The following is a summary of some of some of these benefits:

  1. 10-day nonimmigrant grace periods: The final rule provides for grace period of up to 10 days  prior to the start and after the end of the authorized period for nonimmigrants in H-1B, O-1, E-1, E-2, E-3, L-1 and TN classifications.
  1. 60-day nonimmigrant grace periods: The final rules establishes a grace period of up to 60 consecutive days during each authorized period for workers in H-1B, H-1B1, L-1, O-1, E-1, E-2, E-3 and TN classificationsThis grace period allows for these nonimmigrants to change employers or their status when their employment ceases prior to the end of the petition validity period.
  1. H1B extensions of stay under AC21: The final rule addresses extensions beyond 6 years and reaffirms extensions based on labor certification applications being filed by the end of the foreign worker’s fifth year in H-1B status or a Form I-140 immigrant visa petition being approved by the end of the foreign workers sixth year in H-1B status.
  1. H-1B portability: It confirms the existing practice of allowing foreign workers to begin employment with new H-1B employers upon filing of the petition and allows H-1B employers to file successive H-1B portability petitions (“bridge petitions”).
  1. Counting against the H-1B annual cap: The rule clarifies how the counting is done and method for determining whether a petition is cap-exempt.
  1. H-1B cap exemptions: It clarifies and improves the method for determining whether cap exempt and provides for a new basis of cap exemption based on an affiliation between a nonprofit organization and an institution of higher education.
  1. Protections for H-1B whistleblowers: The rule allows H-1B nonimmigrant workers who provide information to help investigations regarding alleged Labor Condition Applications (LCA) obligations to provide evidence showing that their failure to maintain H-1B status was due to extraordinary circumstances.
  1. Form I-140 petition validity: The rule clarifies the circumstances under which the Form I-140 immigrant petition for  alien workers remains valid even after the I-140 petitioner withdraws the petition or terminates business, including for purposes of H-1B extensions, H-1B portability and I-485 portability under INA 204(j).
  1. Establishment of priority dates: The rules states that priority dates are generally established based on the filing of certain petitions and applications (consistent with existing DHS practice).

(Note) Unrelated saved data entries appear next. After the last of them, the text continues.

PR #716, opened 2025-11-10
fix: new OTA image spec support: fix how the CA stores are handled

Bodong-Yang:
## Introduction

Background: the OTA image signing cert chain in different environment are using the same subjects(`ota-sign.tier4.jp`, `ota-intermediate.tier4.jp` and `ota-root.tier4.jp`).

This PR updates the CA certificate store handling to support multiple environments (dev, stg, prd) with identical certificate subjects. Instead of loading all CA certificates into a single store, the code now creates separate CA stores for each root certificate and attempts verification against each store sequentially until finding out the matching chain, or reject the OTA.

## Tests

- [x] Tests covered the case is implemented. 
- [x] OTA with this PR is working against `ota_image` deployment.

### DIFF
--- a/src/ota_metadata/utils/cert_store.py
+++ b/src/ota_metadata/utils/cert_store.py
@@ -223,6 +223,7 @@ def load_ca_store(cert_dir: StrOrPath) -> CAStoreMap:
     ca_stores = CAStoreMap()
     for _cert in cert_dir.glob("*"):
         if _cert.suffix not in [".pem", ".crt"]:
+            logger.info(f"found unrelated files under certs dir: {_cert}")
             continue  # not a cert
 
         try:


src/ota_metadata/utils/cert_store.py
```diff
@@ -189,25 +189,63 @@ def load_ca_cert_chains(cert_dir: StrOrPath) -> CAChainStore:
...
     Raises:
         CACertStoreInvalid on failed import.
     """
     cert_dir = Path(cert_dir)
 
-    ca_store = CACertStore()
+    ca_stores = CAStoreMap()
     for _cert in cert_dir.glob("*"):
+        if _cert.suffix not in [".pem", ".crt"]:
+            continue  # not a cert
```
timothylin: should we log something here in case this was an honest mistake (i.e. typo or trying to import the wrong type of file?)

airkei (approved):
Thank you! LGTM.

PR #735, opened 2025-12-11
chore: change error levels for normal use cases

airkei:
### Why
In the near future, we will extract ERROR logs to trigger alerts.
However, some current ERROR logs are actually expected behaviors, such as:
- `ClientUpdate` fails because the otaclient version is the same
- `oci-layout` file download fails for legacy image formats

### What
Change these log levels to `WARNING`, and reserve `ERROR` for actual error conditions.


Bodong-Yang (approved):
LGTM!

Bodong-Yang (approved):

PR #719, opened 2025-11-19
feat: T4DEV-40870: modify OTA Client to support offline OTA with NFS mount

timothylin:
## Description

https://tier4.atlassian.net/browse/T4DEV-40870

Add support for using pre-mounted NFS drive as external cache for offline OTA.

```json
{
    "timestamp": "2025-12-09 12:16:28,830",
    "level": "INFO",
    "logger": "ota_proxy.ota_cache",
    "function": "__init__",
    "line": "177",
    "message": "external NFS cache source is mounted at: /run/otaclient/mnt/external_nfs_cache_mount_point"
}
```

```json
{
    "initializing_start_timestamp": 1765250207,
    "processing_metadata_start_timestamp": 1765250207,
    "delta_calculation_start_timestamp": 1765250247,
    "download_start_timestamp": 1765250457,
    "apply_update_start_timestamp": 1765250526,
    "post_update_start_timestamp": 1765250629,
    "finalizing_update_start_timestamp": 1765250634,
    "reboot_start_timestamp": 1765250634,
    "ecu_id": "autoware",
    "request_id": "1765250192-f7518c69",
    "session_id": "1765250192-20251116200104-beta_v4_3-1e9c6cc5",
    "current_firmware_version": "",
    "standby_firmware_version": "",
    "target_firmware_version": "20251116200104-beta/v4.3",
    "otaclient_version": "3.12.0rc3.dev37+gffb1c1ea5.d20251208",
    "failure_type": "",
    "failure_reason": "",
    "failed_status": "",
    "use_inplace_mode": true,
    "ota_image_format": "legacy",
    "ota_image_total_files_size": 30267855712,
    "ota_image_total_regulars_num": 409009,
    "ota_image_total_directories_num": 114817,
    "ota_image_total_symlinks_num": 51357,
    "delta_download_files_num": 4895,
    "delta_download_files_size": 1904428339,
    "downloaded_bytes": 1792809899,
    "downloaded_errors": 1,
    "bootloader_type": "grub",
    "enable_local_ota_proxy_cache": true,
    "cache_total_requests": 4915,
    "cache_cdn_hits": 8,
    "cache_external_hits": 0,
    "cache_external_nfs_hits": 3812,
    "cache_local_hits": 0
}
```

## Check list

- [x] test file(s) that cover the change(s) are implemented.
- [x] local tests are passing.
- [x] design docs/implementation docs are prepared.

## Documents

[...]

PR #745, opened 2025-12-12
fix: use local cache first then NFS cache

timothylin:
## Check list

### Current behavior

OTA Client reaches out to NFS cache first instead of local cache, increasing download time.

### Behavior after fix

OTA Client will check local cache first before reaching out to NFS cache.

## Related links & ticket

#719


airkei (approved):
LGTM! Thank you.

PR #757, opened 2025-12-24
fix: check_if_ota_image_v1/download_bsp_version_file: fix http code checking, add missing 403 check

Bodong-Yang:
## Description

This PR fixes an issue of long detection time when OTA with old OTA image.
The cause of the issue is the `check_if_ota_image_v1` helper method misses checking the 403 error code.

Also fix the same issue for `download_bsp_version_file`.

## Check list

### Current behavior

When OTA with old OTA image on web.auto, the `check_if_ota_image_v1` function takes 12 tries to finish.

### Behavior after fix

The `check_if_ota_image_v1` should return with only one try when OTA with old OTA image.


airkei (commented):
Thank you. There is similar check in `_download_bsp_version_file.py`, could you also apply the changes ? 🙇

timothylin (approved):
👍

PR #759, opened 2025-12-24
ci: fix otaclient version incorrect in app image

Bodong-Yang:
## Description

When releasing otaclient, the otaclient within the built otaclient app image's has incorrect version, different from the tag name. This PR fixes the above issue, and add a quick check of built otaclient app image right after build.

Also see https://github.com/tier4/ota-image-builder/pull/84, which fixes the similar issue.

Detailed changes:
1. `actions/build_squashfs_image/action.yml`: add a step to quickly check the built otaclient app image and its version.
2. `app_image/Dockerfile`: fix build version incorrect issue; add an entrypoint to the built image.
3. `src/otaclient/__main__.py`: add support for `version` command.

## Check list

- [x] otaclient app image can be built without problem.
- [x] the version of otaclient in the built otaclient app image is correct: see https://github.com/tier4/ota-client/actions/runs/20812525478/job/59780033611. 
image

## Related links & ticket

https://tier4.atlassian.net/browse/T4DEV-44546?atlOrigin=eyJpIjoiZGY5YWEwZWIzOGE4NGQ0ZmFlZGFhYWMwMzQ4NjQ5YjciLCJwIjoiaiJ9

### DIFF
--- a/docker/app_img/Dockerfile
+++ b/docker/app_img/Dockerfile
@@ -22,14 +22,15 @@ RUN --mount=type=bind,source=.,target=/build,rw \
     apt-get install -y -qq --no-install-recommends \
         git python3 python3-setuptools; \
     uv run --with=pyinstaller==${PYINSTALLER_VER} --locked --no-managed-python --python=3.13 \
-        pyinstaller -D -s --name otaclient src/otaclient/__main__.py
+        pyinstaller -D -s --name otaclient src/otaclient/__main__.py; \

  1. Retention of priority dates: The rule enhances job portability for workers who are beneficiaries of approved Form I-140s, clarifies which workers may retain priority dates and transfer those dates to subsequently approved I-140s.  The priority date will generally be retained as long as the original Form I-140 is not revoked based on material error; fraud or willful misrepresentation of a material fact; or invalidation or revocation of a labor certification application.  This allows certain workers to be promoted without losing their place in the line for immigrant visas.

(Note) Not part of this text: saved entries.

PR #792, opened 2026-01-28
fix: compare image BSP version with current firmware BSP version

airkei:
### Why
The standby slot's firmware BSP version may be uncertain or unavailable in some cases when it is changed by external tools. Using the current slot's BSP version (which is always reliably available from `nvbootctrl`) provides a more robust compatibility check.

### What
- Change BSP version compatibility check to compare OTA image BSP version against **current slot** firmware BSP version instead of standby slot
- Simplify `SlotBSPVersion` to `CurrentBSPVersion` (no longer need to track both slots)
- Remove `firmware_bsp_version` file I/O operations - always trust the value from `nvbootctrl`
- Rename `standby_slot_bsp_ver_check` to `current_slot_bsp_ver_check`
- Change BSP error code from unrecoverable to recoverable, as this error is related to the target image itself.

## Check list

- [x] E2E tests are passing
    - From `r35.4.1` to `36.4.0`: update is failed due to BSP version mismatch
    image

    - From `r35.4.1` to `r35.4.1`: update is succeeded

### Current behavior
BSP version compatibility check compares the OTA image's BSP version against the **standby slot's** firmware BSP version, which is read from a `firmware_bsp_version` file.

### Behavior after fix
BSP version compatibility check now compares the OTA image's BSP version against the **current slot's** firmware BSP version, obtained directly from `nvbootctrl`.

## Related links & ticket
https://star4.slack.com/archives/C06T083QWTT/p1769584429412459

### DIFF
--- a/src/otaclient/boot_control/_jetson_common.py
+++ b/src/otaclient/boot_control/_jetson_common.py
@@ -25,7 +25,7 @@ from functools import partial
 from pathlib import Path
 from typing import Any, NamedTuple, Optional
 
-from pydantic import BaseModel, BeforeValidator, PlainSerializer
+from pydantic import BeforeValidator, PlainSerializer
 from typing_extensions import Annotated, Literal, Self
 
 from otaclient_common import cmdhelper, replace_root
@@ -113,20 +113,6 @@ BSPVersionStr = Annotated[
     PlainSerializer(BSPVersion.dump, return_type=str),
 ]
 """BSPVersion in string representation."""
-
-
-class CurrentBSPVersion(BaseModel):
-    """
-    BSP version string schema: Rxx.yy.z
-    """
-
-    version: Optional[BSPVersionStr] = None
-
-    def set_version(self, ver: BSPVersion | None) -> None:
-        self.version = ver
-
-    def get_version(self) -> BSPVersion | None:
-        return self.version
 
 
 NVBootctrlTarget = Literal["bootloader", "rootfs"]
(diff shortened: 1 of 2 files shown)


timothylin (approved):
👍

src/otaclient/boot_control/_jetson_uefi.py
```diff
@@ -975,26 +967,18 @@ def _firmware_update(self) -> bool:
...
-        standby_fw_bsp_ver = self._firmware_bsp_ver_control.standby_slot_bsp_ver
-        active_fw_bsp_ver = self._firmware_bsp_ver_control.current_slot_bsp_ver
-
-        fw_bsp_ver = standby_fw_bsp_ver
-        if not fw_bsp_ver:
-            logger.warning(
-                "standby slot fw BSP version is not available, use active_slot fw BSP ver instead ..."
-            )
-            fw_bsp_ver = active_fw_bsp_ver
+        fw_bsp_ver = self._firmware_bsp_ver_control.current_slot_bsp_ver
```
Bodong-Yang: Let's add a docstring here to explain why we compare check the active slot's firmware BSP version:
1. it is not possible to access standby slot's firmware BSP version, only current slot's version can be acquired.
2. as otaclient will not do firmware update(we use another tool for BSP update), we assume that both slot's firmware BSP version is the same.

src/otaclient/boot_control/_jetson_common.py
```diff
@@ -290,48 +279,21 @@ def __init__(
...
-        # NOTE: only check the standby slot's firmware BSP version info from file,
-        #   for current slot, always trust the value from nvbootctrl.
-        self._version.set_by_slot(current_slot, current_slot_bsp_ver)
-
-    def write_to_file(self, fw_bsp_fpath: StrOrPath) -> None:
-        """Write firmware_bsp_version from memory to firmware_bsp_version file."""
-        write_str_to_file_atomic(fw_bsp_fpath, self._version.model_dump_json())
+        self._version = CurrentBSPVersion()
+        # for both current and standby slot, always trust the value from nvbootctrl.
+        self._version.set_version(current_slot_bsp_ver)
```
Bodong-Yang: Previously as we maintain the record for both slots, we have a dedicated `SlotBSPVersion` pydantic model for this purpose. Now we only care about active slot's firmware BSP version, then there is no need to use a dedicated model, what about just directly use  `BSPVersion` for the `self._version` field.

src/otaclient/boot_control/_jetson_uefi.py
airkei: Thanks, added docstring in https://github.com/tier4/ota-client/pull/792/changes/0910b9da19342042e9b6da3bfe7c30f87fc1b16a.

  1. Retention of validity of employment-based immigrant visa petitions: The rules states that Form I-140 immigrant visa petitions approved for 180 days or more would no longer be subject to automatic revocation based solely on the withdrawal by the petitioner or termination of business.
  1. INA 204(j) adjustment of status portability: The rule allows certain workers who have pending Forms I-485 applications to adjust status to change employers or jobs without jeopardizing the approved Form I-140 petition on which they are the beneficiary.
  1. Eligibility for employment authorization in compelling circumstances: The rule would allow for such employment authorization for the principal beneficiary in E-3, H-1B, H-1B1, L-1 or O-1 status (and the spouse and dependents) of an approved I-140 and even when the Form I-485 application to adjust status has not yet been approved. Compelling circumstances must be demonstrated.
  1. Adjudication of employment authorization documents: The rule clarifies that USCIS no longer must adjudicate an employment authorization document (EAD) within 90 days.  However, USCIS will also allow those with timely filed EAD applications an automatic EAD extension of up to 180 days so long as the EAD renewal is based on the same category.